Prior behavior was based on the assumption that only one build per cpv would be accessible, but now it's possible to access more that one. All other things being equal, a package with newer BUILD_TIME metadata is preferred. In the case of USE dependencies, a package with different USE flags enabled can be selected to satisfy the target USE configuration.

> given multiple equivalent sources of data, some decision has to be made as
> to which value to prefer.  before the aforementioned commit (from Mar 2015),
> the ordering was based on the repo (hence the PORTAGE_BINHOST ordering
> controlled).  since that commit, it was changed to (i think) last build time
> wins regardless of PORTAGE_BINHOST order.

BUILD_TIME only matters if all other things are equal. That could be overridden by USE configuration, built slot operator dependencies which indicate a link to a specific slot, and also soname dependencies you use --getbinpkgonly together with --ignore-built-slot-operator-deps=n.

> CrOS has been relying on the historical behavior -- PORTAGE_BINHOST order
> dictates when all other settings match.  i guess you could add a FEATURE to
> select between PORTAGE_BINHOST ordering and timestamp ordering.  but i think
> restoring to the "original" behavior makes sense here and see what request
> comes up next.

As noted above, there's much more than binhost order and build time, there's also USE, built slot operator deps, and soname deps.

> do we have a good source of user-facing documentation and expected behavior
> ?  the make.conf.5 man page is fairly light (it likes to refer the reader to
> another section, and that other section tends to just redirect as well). 
> perhaps it'd warrant creating a dedicated page for just this topic that
> would correlate all the different knobs in one place.

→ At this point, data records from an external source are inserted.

PR #3695, opened 2022-09-27
VIP Support: Fix PHP warning of undefined $user

rebeccahum:
## Description
Saw in the logs this error:

```
PHP message: PHP Warning:  Undefined variable $user in /var/www/wp-content/mu-plugins/vip-support/class-vip-support-user.php on line 475
```

### Plugin Updated: VIP Support
Fix warning "Undefined variable $user"

### DIFF
--- a/vip-support/class-vip-support-user.php
+++ b/vip-support/class-vip-support-user.php
@@ -460,16 +460,19 @@ class User {
 			return $url;
 		}
 
-		// Get the user's email address.
 		if ( is_numeric( $id_or_email ) ) {
+			// Get the user's email address.
 			$user = get_user_by( 'id', $id_or_email );
 			if ( false !== $user ) {
 				$user_email = $user->user_email;
 			}
 		} elseif ( is_string( $id_or_email ) ) {
+			// Since we already have user email, get WP_User object.
 			$user_email = $id_or_email;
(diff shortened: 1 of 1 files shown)


vip-support/class-vip-support-user.php
```diff
@@ -472,7 +472,7 @@ public function filter_vip_support_email_gravatars( $url, $id_or_email, $args )
 			$user_email = $id_or_email->user_email;
 		}
 
-		if ( isset( $user_email ) && self::is_a8c_email( $user_email ) && ( ! $user || $this->has_vip_support_meta( $user->ID ) ) ) {
+		if ( isset( $user_email ) && self::is_a8c_email( $user_email ) && ( isset( $user->ID ) && $this->has_vip_support_meta( $user->ID ) ) ) {
```
rinatkhaziev, line 478: Was there a bug in the original condition? I'm also not clear on the intent of this check.

rebeccahum: Yep, looks like there was. It checks if the user has an a8c email and also checks if it has the meta attached to it. In an odd case where `$user` isn't defined, we should check if it's set.

rinatkhaziev (approved):

PR #3708, opened 2022-09-27
Search: Cache existence of Custom Search Results and return early in filter__ep_enable_do_weighting for existence of CSR

rebeccahum:
## Description
This PR does two things:
- Caches the existence of Custom Search Results (CSR) in an option
- Bails out of filter__ep_enable_do_weighting under two conditions:
1) if CSR is active and exists since CSR won't work as expected with weighting disabled
2) if CSR is active and the pointer preview display is shown for accuracy since weighting will be enabled

Cache existence of Custom Search Results and do not use filter__ep_enable_do_weighting if Custom Search Results are used

## Checklist

## Steps to Test
1) On a fresh install with no weighting, add a custom search result.
2) Search for the custom search result and notice it doesn't return as expected.
3) Apply PR and repeat step 2.
4) Check if the option is set `vip_custom_results_existence` to `"1"`


rinatkhaziev:
@rebeccahum since we attach on publish and trash hooks we should test that behavior.

rebeccahum:
@rinatkhaziev Added a test case to account for those hooks.

rinatkhaziev (approved):
Thanks for this!

search/includes/classes/class-search.php
```diff
@@ -2401,6 +2417,67 @@ public function filter__ep_enable_do_weighting( $should_do_weighting, $weight_co
...
+	public function is_custom_results_exist() {
+		$args           = [
+			'post_type'           => 'ep-pointer',
+			'post_status'         => 'publish',
+			'fields'              => 'ids',
+			'posts_per_page'      => 1,
+			'no_found_rows'       => true,
+			'ignore_sticky_posts' => true,
+		];
+		$custom_results = new \WP_Query( $args );
```
lukaspawlik, line 2476: @rinatkhaziev @rebeccahum a question - given the issue (https://github.com/Automattic/vip-go-mu-plugins/pull/3771) we observed today, would it make sense to add, above this line, something like 

```php
add_filter( 'ep_skip_query_integration', '__return_true', PHP_INT_MAX, 0 );
```
to ensure this query doesn't trigger somehow another Elasticpress call like we had in mentioned bug? I am not saying #3771 is not a proper solution, but maybe ensuring this `WP_Query` never goes with Elasticpress (what would cause this infinite loop).
After this line `remove_filter` call would be needed
```php
remove_filter( 'ep_skip_query_integration', '__return_true', PHP_INT_MAX );
```

(side note: probably it would make sense to use dedicated class method instead of `__return_true` in case any other piece of code would be doing the same using `__return_true` callback)

PR #3711, opened 2022-09-29
Search: Fix commands get-indexes and get-mapping

rebeccahum:
## Description
This PR does two things:
1) Removes system operation indexes from being returned in `wp vip-search get-indexes`
2) For multisites, it fixes an error that is returned in `wp vip-search get-mapping` when one indexable is enabled on a subsite, but not another

The error returned from 2) is because features on VIP are activated by a site-basis, rather than network-wide. So, the assumption that each site will have the same indexables does not apply at https://github.com/10up/ElasticPress/blob/043ef0dc6ef1865644da5a33bd68d5838f7ee4e3/includes/classes/Command.php#L443-L465

Search: Fix commands get-indexes and get-mapping

## Checklist

## Steps to Test
For 1):
1) Do `wp vip-search get-indexes` and see `.geoip_databases` returned from it
2) Apply PR
3) Repeat step 1) and see no `.geoip_databases`

For 2):
1) Create a multisite with two subsites
2) For subsite 1 enable the `terms` feature via `wp vip-search activate-feature terms`
3) Do a network-wide re-index `wp vip-search index --setup --network-wide`
4) `wp vip-search get-mapping` and see an error returned, as it is attempting to query for the terms index on subsite 2
5) Apply PR and repeat step 4) and expect to see the mapping settings returned properly


search/includes/classes/commands/class-corecommand.php
```diff
@@ -90,6 +91,35 @@ private function set_version( $indexable, $version ) {
...
+		}
+
+		$indexes = array_column( $body, 'index' );
+		// Remove system operation indexes from list.
+		$indexes = array_filter( $indexes, function( $index ) {
+			if ( function_exists( 'str_starts_with' ) ) { // Only available for PHP 8+
+				return ! str_starts_with( $index, '.' );
+			}
+			return substr( $index, 0, 1 ) !== '.';
+		} );
```
sjinks: What do you think if we simplify this piece of code a bit?

```suggestion
		$indexes = array_filter( $indexes, fn( $index ) => ! $index || $index[0] !== '.' );
```

If `$index` cannot be empty, `fn( $index ) => $index[0] !== '.'`

rebeccahum: Sounds good, thank you!

sjinks (approved):

PR #3717, opened 2022-09-30
Update jetpack loader

pschoffer:
## Description
Adds extra validation before we set `VIP_JETPACK_LOADED_VERSION`. That way if Jetpack fails to load we don't end up in broken state but "only" with site without Jetpack.

`VIP_JETPACK_LOADED_VERSION` is then later used to load internal plugins that rely on Jetpack which would cause a fatal error if Jetpack wasn't loaded.

### Plugin Updated: Jetpack loader

We made Jetpack loader more resilient as it now validates existence of `Jetpack` class, before proceeding to load more related logic.

## Checklist

## Steps to Test

1) Add a return statement at the top of jetpack.php you are loading (similar to as if the version requirements weren't met)
2) Navigate to wp-admin
3) Page still works (although no JP is loaded)

### DIFF
--- a/jetpack.php
+++ b/jetpack.php
@@ -191,7 +191,10 @@ function vip_jetpack_load() {
 			}
 
 			require_once $path;
-			define( 'VIP_JETPACK_LOADED_VERSION', $version );
+			if ( class_exists( 'Jetpack' ) ) {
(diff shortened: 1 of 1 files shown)


jesse-greathouse (approved):
👍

Yes, additional documentation would be very helpful.
Comment 8 Zac Medico gentoo-dev 2018-02-16 21:55:58 UTC
(In reply to Zac Medico from comment #7)
> and also soname dependencies you use
> --getbinpkgonly together with --ignore-built-slot-operator-deps=n.

I mean --getbinpkgonly together with --ignore-soname-deps=n.
Comment 9 SpanKY gentoo-dev 2018-02-23 17:21:25 UTC
sure, i grok that when other metadata matches better (USE/CHOST/etc...), those are preferred regardless of ordering.

i think in our case, it's the BUILD_TIME mucking things up.  we have bots that produce "better" binpkgs, but at a slower pace than the other builders.  we've been relying on the ordering here to make it work.  that's the part where we want to level, at least temporarily if we can figure out a better way of generating the binhosts.